Do any of these not use the standard RNG to do their thing?
Also, this error persists even when I only use a single run with pmap on the @everywhere code, so I don’t think it has to do with the fact I’m trying to multithread it.
But if you do not try to multithread it at all, like not even use pmap/@everywhere, do the problem arises? I am focusing into that because it is very improbable that Julia Random is not being deterministic unless this has something to do with parallelism.
I can try it; however, the runtime of the algorithm tanks without parallelism since I have to generate thousands of graphs and consolidate them, and this normally runs on the super computer.
However, if I run pmap with collections of length 1, there shouldn’t be any way for it to vary right, since it only distributions the function calls over the collections across the threads right? That’s what I’m currently doing, and it’s causing the issue, but I’ll try to remove it and I’ll report back as soon as I can.
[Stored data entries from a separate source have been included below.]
PR #2013, opened 2020-03-05
Commit deleted trie nodes from mem to disk & compact LevelDB by reopening

kaikawaliu:
## Description

This PR resolves the size limit of account state trie. 

## Motivation
We used to observe an unlimited growth of disk usage of state trie DB even there is only update operation to it. The old solution is to repopulate the whole trie in the end of a DS epoch, but this may take too long to process if the size of accounts in trie is getting huge. Which is not what we want in the long run.

## Rationale
In the old dependency, the deleted trie nodes were not committed to the disk when we update a specific node in the Merkle Partria Tree. In this fix, we dump all the deleted nodes in memory and delete from LevelDB.

Besides, the deletion doesn't take effects in LevelDB until running compaction. Which is normally triggered when we reopen the DB or run compact mannualy. Since compaction won't eliminate LOG and MANIFEST files which grows unlimitedly as long as the process is running, but which will be reset when the LevelDB is reopened. So reopening by recreating instance linking to the DB in memory solves this issue.

## Backward Compatibility

### Implementation

- [x] **ready for review**

- [x] local machine test

- [x] small-scale cloud test

### DIFF
--- a/src/depends/libDatabase/LevelDB.cpp
+++ b/src/depends/libDatabase/LevelDB.cpp
@@ -40,16 +40,16 @@ LevelDB::LevelDB(const string& dbName, const string& path, const string& subdire
         return;
     }
 
-    leveldb::Options options;
-    options.max_open_files = 256;
-    options.create_if_missing = true;
+    m_options.max_open_files = 256;
+    m_options.create_if_missing = true;
 
     leveldb::DB* db;
     leveldb::Status status;
 
     if(m_subdirectory.empty())
     {
-        status = leveldb::DB::Open(options, path + "/" + this->m_dbName, &db);
+        m_open_db_path = path + "/" + this->m_dbName;
+        status = leveldb::DB::Open(m_options, m_open_db_path, &db);
         LOG_GENERAL(INFO, path + "/" + this->m_dbName);
     }
     else
@@ -58,8 +58,9 @@ LevelDB::LevelDB(const string& dbName, const string& path, const string& subdire
         {
             boost::filesystem::create_directories(path + "/" + this->m_subdirectory);
         }
-        status = leveldb::DB::Open(options, 
-            path + "/" + this->m_subdirectory + "/" + this->m_dbName,
+        m_open_db_path = path + "/" + this->m_subdirectory + "/" + this->m_dbName;
+        status = leveldb::DB::Open(m_options, 
+            m_open_db_path,
             &db);
         LOG_GENERAL(INFO, path + "/" + this->m_subdirectory + "/" + this->m_dbName);
     }
@@ -77,9 +78,8 @@ LevelDB::LevelDB(const std::string & dbName, const std::string& subdirectory, bo
     this->m_subdirectory = subdirectory;
     this->m_dbName = dbName;
 
-    leveldb::Options options;
-    options.max_open_files = 256;
-    options.create_if_missing = true;
+    m_options.max_open_files = 256;
+    m_options.create_if_missing = true;
 
     leveldb::DB* db;
     leveldb::Status status;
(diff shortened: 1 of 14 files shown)


src/libPersistence/ContractStorage2.cpp
```diff
@@ -277,6 +277,8 @@ bool ContractStorage2::FetchStateValue(const dev::h160& addr, const bytes& src,
     }
   }
 
+  delete it;
```
ansnunez, line 280: There's some return statements above which will skip iterator deletion.

May I suggest to use something similar to what we do in [P2PComm](https://github.com/Zilliqa/Zilliqa/blob/ead49ba5d26b9526ab231de7de5afd42198fcbfc/src/libNetwork/P2PComm.cpp#L196)

For example:
```
void DeleteLevelDBIterator(leveldb::Iterator* it)
{
  delete it;
}

leveldb::Iterator* it = m_diagnosticDBNodes->GetDB()->NewIterator(leveldb::ReadOptions());
unique_ptr<leveldb::Iterator*, void (*)(leveldb::Iterator*)> ldbiter_deleter(it, DeleteLevelDBIterator);
```

This way we don't need to manually call `delete it` before every return statement.

src/depends/libDatabase/LevelDB.cpp
```diff
@@ -334,8 +344,22 @@ bool LevelDB::BatchInsert(const std::unordered_map<std::string, std::string>& kv
...
+
+bool LevelDB::BatchDelete(const std::vector<dev::h256>& toDelete) {
+    ldb::WriteBatch batch;
+    for (const auto& i : toDelete) {
+        batch.Delete(leveldb::Slice(i.hex()));
+    }
+
+    ldb::Status s = m_db->Write(leveldb::WriteOptions(), &batch);
+
+    if (!s.ok()) {
```
ansnunez, line 362: Can use `return s.ok();`
Please make the same improvement in the other functions that return bool too.

src/depends/libDatabase/MemoryDB.cpp
```diff
@@ -147,25 +147,51 @@ namespace dev
         m_aux[_h] = make_pair(_v.toBytes(), true);
     }
 
-    void MemoryDB::purge()
+    void MemoryDB::purge(std::vector<h256>& purged, bool haveMutex)
```
ansnunez, line 150: `haveMutex` name seems confusing because if it's true then you create mutex.
Maybe rename to `calledWithoutMutex` to be clearer.

Also, I suggest to rewrite like this to avoid duplicate code:

```
void MemoryDB::purgeMain(std::vector<h256>& purged)
{
  // code for purge m_main
  // code for purge m_aux
}

void MemoryDB::purge(std::vector<h256>& purged, bool calledWithoutMutex)
{
  if (calledWithoutMutex) {
    unique_lock<shared_timed_mutex> lock(x_this);
    purgeMain(purged);
  }
  else {
    purgeMain(purged);
  }
}
```

src/depends/libDatabase/MemoryDB.cpp
```diff
@@ -147,25 +147,51 @@ namespace dev
...
+        /// can be without the mutex
+        if (haveMutex) {
+            unique_lock<shared_timed_mutex> lock(x_this);
+            // purge m_main
+            for (auto it = m_main.begin(); it != m_main.end(); ) {
+                if (it->second.second) {
+                    ++it;
+                } else {
+                    // LOG_GENERAL(INFO, "purged: " << it->first.hex())
+                    purged.push_back(it->first);
```
ansnunez, line 162: Can use `emplace_back`

src/libPersistence/ContractStorage2.cpp
kaikawaliu: Simply replaced with unique_ptr for garbage collection

src/depends/libDatabase/LevelDB.cpp
kaikawaliu: Added some log under the false case

src/depends/libDatabase/MemoryDB.cpp
kaikawaliu: thx, fixed

src/depends/libDatabase/MemoryDB.cpp
kaikawaliu: noted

The default pseudorandom generator is Task-local. Is it possible that some sub-graphs of interest share Tasks? Perhaps your code is racy?
A possible path to a solution would be to allocate Xoshiro instances explicitly, instead of relying on the default generator. This shouldn’t be necessary, assuming there are no relevant bugs in either Julia or your code, but it could perhaps lead to recognizing a bug in your code, if any. Could be more performant, too.
Ok, so now it looks like I’m getting deterministic behavior…could this be caused by having multiple calls to “using Random”? In my original code, I reexport Random, and accidentally recalled it originally, but now I’m getting consistent (buggy) behavior as I try to replicate this. Huh.
Edit: To be clear, the change is that I didn’t re-call using Random this time, and now the performance is at least consistent, if not erroring out due to a bug.